Is it possible to configure the Cisco ASA 5510 with "white" IP addresses from the same subnet?

Z

Zueuk2017-05-29 11:56:47

Cisco

Zueuk, 2017-05-29 11:56:47

There is a set of "white" IP addresses from one subnet (for example, I will use private addresses):
172.16.136.72-76 (external addresses), mask / 24
For each external ip, you need to configure rules for the internal network segment. From the read documentation, it became clear that we need NAT rules for outgoing connections.
How to set up rules for incoming connections? After all, ASA does not allow different interfaces to set IP addresses from the same subnet.
The firmware version is asa915-k8.bin.
172.16.136.72 - reserve;
172.16.136.73 - reserve;
172.16.136.74 - to connect external clients to internal resources 10.0.154.0/29;
172.16.136.75 - for internal clients, Internet access, segment 10.1.154.0/24;
172.16.136.76 - reserve;
172.16.136.1 - provider gateway

Reply

Answer the question

In order to leave comments, you need to log in

1 answer(s)

M

Maxim Grishin, 2017-05-29
@Zueuk

Hm.
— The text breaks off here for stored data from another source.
PR #357, opened 2021-01-04
Correct typo in README

nikokon:
Seems like there was a typo regarding the key under witch consumer groups were configured.


michaelklishin (approved):

michaelklishin:
Good catch, thank you!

Natish one subnet for .74, the second for .75, both with PAT enabled, should be enough.
That is, you go to ASDM (it’s easier with it, but I don’t know the syntax of the rules for aces) firewall -> NAT rules, create a source interface rule corresponding to the internal subnet, destination interface outside, packet source 10.0.154.0/29 destination any, set its address where to broadcast and Dynamic PAT (Hide) translation mode. The same for the second network, change the output IP address, source network and interface if necessary.